Nope, I had one floating to the top upside down and drifting then coming down to the bottom of the tank, but haven't lost any Corys since the last one a couple weeks back. I really don't know what the heck it was and the ones that are still in the tank are doing fine?


----------



## TCR (Jul 13, 2010)

maybe it was a temperary spike in something


----------



## Jhon Cina (Sep 29, 2010)

You are not over crowding. And surprise..... If the gold is a male ,they could cross breed. The gold is a hybrid off the blue gourami strain.


----------



## donjuan_corn (May 6, 2010)

Jhon Cina said:


> You are not over crowding.

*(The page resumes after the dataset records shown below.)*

Issue #3671, opened 2022-06-28
sbgemm support for ARM Neoverse N2


imzhuhl:
The previous issue has discussed how valuable BFloat16 is in the field of Deep Learning and Machine Learning, and the `develop`  branch also supports bf16 on a few Intel platform. However, there seems to be no implementation for the ARM platform.

Currently, I have a need for optimization of matrix multiplication of type BFloat16 on ARM Neoverse N2. I found that the original implementation used the `gemmkernel_2x2.c` file in the `generic` directory, which resulted in low efficiency. On ARM Neoverse N2, we can use BFMMLA instruction to accelerate calculation.

Currently, some cloud service vendors have launched ARM servers, such as AWS Graviton and Alibaba Cloud Yitian 710. Maybe there will be a lot of demand for ARM service platforms. Does OpenBLAS have an optimization plan for the ARM platform?

imzhuhl:
I've already done a preliminary implementation on the Neoverse N2 platform with a single thread of around 90GFLOPS compared to FP32 with a single thread of 40 GFLOPS

martin-frbg:
Unfortunately the core developer team of OpenBLAS is very small (mostly just me in my limited spare time, trying to keep the number of open issues from exploding), so patches/PRs are always welcome.

martin-frbg:
Closing as resolved by your PR #3672

snadampal:
Hi @imzhuhl , Please let me know how you tested this feature? 
When I tried the "test_sbgemm", to compare the sgemm vs sbgemm output, it was failing with the data mismatch.
Appreciate if you can share details on what and how it has been tested. Thank you!

martin-frbg:
That's weird, I'm pretty sure it passed on my Cortex-X2.,. reopening

imzhuhl:
> Hi @imzhuhl , Please let me know how you tested this feature? When I tried the "test_sbgemm", to compare the sgemm vs sbgemm output, it was failing with the data mismatch. Appreciate if you can share details on what and how it has been tested. Thank you!

I tried again and it passed `test_sbgemm`. In addition to `test_sbgemm` I have my own implementation of a test where I directly compare results between sbgemm and naive loop (triple for loop).

Could you run the test again on your machine with the following modifications:
1. force a single threaded run (make sure to exclude multi-thread errors)
2. change the test data to random integers (make sure to exclude errors due to precision)

snadampal:
[...]

PR #3672, opened 2022-06-28
sbgemm support for ARM Neoverse N2

imzhuhl:
#3671


Makefile.arm64
```diff
@@ -121,7 +121,7 @@ ifeq ($(CORE), NEOVERSEN2)
 ifeq (1, $(filter 1,$(GCCVERSIONGTEQ7) $(ISCLANG)))
 ifeq ($(GCCVERSIONGTEQ9), 1)
 ifeq (1, $(filter 1,$(GCCMINORVERSIONGTEQ4) $(GCCVERSIONGTEQ10)))
-CCOMMON_OPT += -march=armv8.5-a -mtune=neoverse-n2
+CCOMMON_OPT += -march=armv8.5-a+sve+sve2+bf16 -mtune=neoverse-n2
```
brada4, line 124: I suppose gfortran could gain from same parameters.

Makefile.arm64
```diff
@@ -121,7 +121,7 @@ ifeq ($(CORE), NEOVERSEN2)
 ifeq (1, $(filter 1,$(GCCVERSIONGTEQ7) $(ISCLANG)))
 ifeq ($(GCCVERSIONGTEQ9), 1)
 ifeq (1, $(filter 1,$(GCCMINORVERSIONGTEQ4) $(GCCVERSIONGTEQ10)))
```
brada4, line 123: Add gccversion>=11 too ;-)

Makefile.arm64
martin-frbg: I doubt gfortran does autovectorizing, anyway out of the scope of the PR I think

Makefile.arm64
martin-frbg: @brada4 11 was >=10  already last time I checked

Makefile.arm64
imzhuhl: OK, I've already added it

Makefile.arm64
brada4: I see in other places like 3 evaluations:
`GCCVERSIONCHECK := $(GCCVERSIONGTEQ5)$(GCCVERSIONGTEQ4)$(GCCMINORVERSIONGTEQ7)` (x86_64)

martin-frbg: That's basically the same, just on a single line with a more complicated evaluation instead of split into two nested ifeq.
The idea is that we want e.g. gcc 9.4 or better, but the "better" is any higher major number and not just 10.4, 11.4 etc. CMAKE does semantic version checks but gmake needs them spelled out.

martin-frbg:
Thank you very much for your contribution.
I notice that the ncopy and tcopy sources do not appear to have anything neoverse-specific in them, so they could probably be renamed to their unroll factor suffix and/or reused for other broadly similar cpus. (And sbgemm_beta is probably identical to the generic sgemm_beta - or at least I do not see why it could not be - so we could just reference that in the KERNEL file, but a bit
of redundancy does not hurt.)

PR #3675, opened 2022-07-02
workaround ThunderX2 DNRM2 fault with ssq=inf,scale=0

### LINKED ISSUE #3654: BUG: Regression in DGESDD / DLASCL on macOS Vortex M1
On 8c20ca345aad43c2f74a72b356afdbc1ec368e31 using OpenBLAS to build and compile SciPy I get problems when I try to take use DGESDD (or DGESVD) to take the SVD of a matrix of ones of shape `(41, 50)`:
```
OpenBLAS larsoner$ make clean; git reset --hard; git clean -xdf; MACOSX_DEPLOYMENT_TARGET=11.0 make && make install
scipy larsoner$ git clean -xdf && ln -s ../site.cfg && python setup.py develop && python -c "import numpy as np, scipy.linalg; scipy.linalg.svd(np.ones((41, 50)))"
 ** On entry to DLASCL parameter number  4 had an illegal value
 ** On entry to DLASCL parameter number  4 had an illegal value
Traceback (most recent call last):
  File "<string>", line 1, in <module>
  File "/Users/larsoner/python/scipy/scipy/linalg/_decomp_svd.py", line 131, in svd
    raise LinAlgError("SVD did not converge")
numpy.linalg.LinAlgError: SVD did not converge
```
On the previous commit 8e4c209002d1a648094a1ac5ca02efbae69d253f, things seem to be okay (SVD decomp matches that on x86_64 Linux). Same thing with being on latest `develop` / 7060ca50020e990f2e4cc7c3f340fcf1a887af7d and doing `git revert 8c20ca3` to revert just one of the two commits (8c20ca3) from #3399 things are okay.

@martin-frbg looks like https://github.com/xianyi/OpenBLAS/pull/3399 this was your PR, can you replicate?

cross-ref https://github.com/numpy/numpy/issues/21756

martin-frbg:
fixes #3654

### DIFF
--- a/kernel/arm64/dznrm2_thunderx2t99.c
+++ b/kernel/arm64/dznrm2_thunderx2t99.c
@@ -404,6 +404,7 @@ FLOAT CNAME(BLASLONG n, FLOAT *x, BLASLONG inc_x)
 #else
 	nrm2_compute(n, x, inc_x, &ssq, &scale);
 #endif
+	if (fabs(scale) <1.e-300) return 0.;
 	ssq = sqrt(ssq) * scale;
 
 	return ssq;


larsoner:
Locally I did `MACOSX_DEPLOYMENT_TARGET=11.0 make TARGET=VORTEX` then rebuilt numpy+scipy and all seems well. Thanks for digging into this @martin-frbg !

Issue #3679, opened 2022-07-06
BUG: utest dnrm2_tiny failed


XiWeiGu:
Utest dnrm2_tiny failed on Loongson-3A5000

> TEST 30/35 rot:srot_inc_0 [OK]
> TEST 31/35 rot:csrot_inc_0 [OK]
> TEST 32/35 dnrm2:dnrm2_inf [OK]
> TEST 33/35 dnrm2:dnrm2_tiny [FAIL]
>   ERR: test_dnrm2.c:65  expected 0.000e+00, got inf (diff -inf, tol 1.000e-13)
> TEST 34/35 fork:safety [OK]
> TEST 35/35 fork:safety_after_fork_in_parent [OK]
> RESULTS: 35 tests (34 ok, 1 failed, 0 skipped) ran in 223 ms

Utest dnrm2_tiny failed on Loongson-3A4000

> TEST 30/35 rot:zdrot_inc_0 [OK]
> TEST 31/35 rot:drot_inc_0 [OK]
> TEST 32/35 dnrm2:dnrm2_tiny [FAIL]
>   ERR: test_dnrm2.c:65  expected 0.000e+00, got inf (diff -inf, tol 1.000e-13)
> TEST 33/35 dnrm2:dnrm2_inf [OK]
> TEST 34/35 fork:safety [OK]
> TEST 35/35 fork:safety_after_fork_in_parent [OK]
> RESULTS: 35 tests (34 ok, 1 failed, 0 skipped) ran in 583 ms

Loongson-3A4000 DNRM2 kernel: `kernel/mips64/dnrm2.S`，the following code causes the test to fail:

```
    div.d   ALPHA, ALPHA, s1
    MOV max, s1
```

And surprise..... If the gold is a male ,they could cross breed. The gold is a hybrid off the blue gourami strain.


I don't get it.


----------



## TCR (Jul 13, 2010)

donjuan_corn said:


> I don't get it.


I dont either.. random


----------



## hp10BII (Apr 23, 2010)

smells like spam to me.


----------



## rescuepenguin (Apr 21, 2010)

yeah,

Either that is a spam, or in the wrong thread


----------



## TCR (Jul 13, 2010)

hp10BII said:


> smells like spam to me.


so it smells like canned meat


----------



## hillmar (Sep 25, 2010)

I just had a Cory die on me too today! (fake julii cory) I have plans to switching to sand instead of gravel.... Wonder if the gravel had anything to do with it?? If you guys are using sand I was wandering what type of sand and where you guys are buying it. Or am I stuck with the 30 dollars for a 20lb bag at LFS?


----------



## rescuepenguin (Apr 21, 2010)

Gravel or sand doesn't matter, how often do you vacuum your tank? and what are your parameters? Different species handle different things differently. I'm not sure what species a fake julii is.

Steve


----------



## hillmar (Sep 25, 2010)

Fake julii cory's False Julii Cory - Corydoras Trilineatus
I vacuum once a week, readings 0ammonia, 0 nitrite, 10 nitrate. 78 degree temp. Have zebra daino's, guppy's, and cory's. I just heard that sand was better for bottom feeders vs gravel.


----------



## rescuepenguin (Apr 21, 2010)

everything seams in order. I have never heard about gravel vs sand. I use both. Could it be old age? or maybe what raspatus describes in this thread


----------



## logan22 (Sep 6, 2010)

i had the same problem with my barbs.. i put in melafix and pimafix.. added some salt ..read the directions according to your tank size ..and i fed them peas..two days later they were not swimming that way anymore..they were floating to the top and swiiming on the side for a while..i was really scared they werent going to make it... but they are doing just fine now..hope your fishes make it good luck

best regards


----------



## donjuan_corn (May 6, 2010)

I'm down to 2 corys.. But they like to play dead and float to the top of the water then they are fine the next day. The only problem is The severums or Uarus think they are food I think. Uh oh! No more corys in my tank from now on though, gotta stick to bigger fish.


----------



## TCR (Jul 13, 2010)

That's wired that ur having so
much troubles


----------



## donjuan_corn (May 6, 2010)

TCR said:


> That's wired that ur having so
> much troubles


Not really trouble, just the natural order to life, it's not my water killing the fish, it's the fish killing the fish.


----------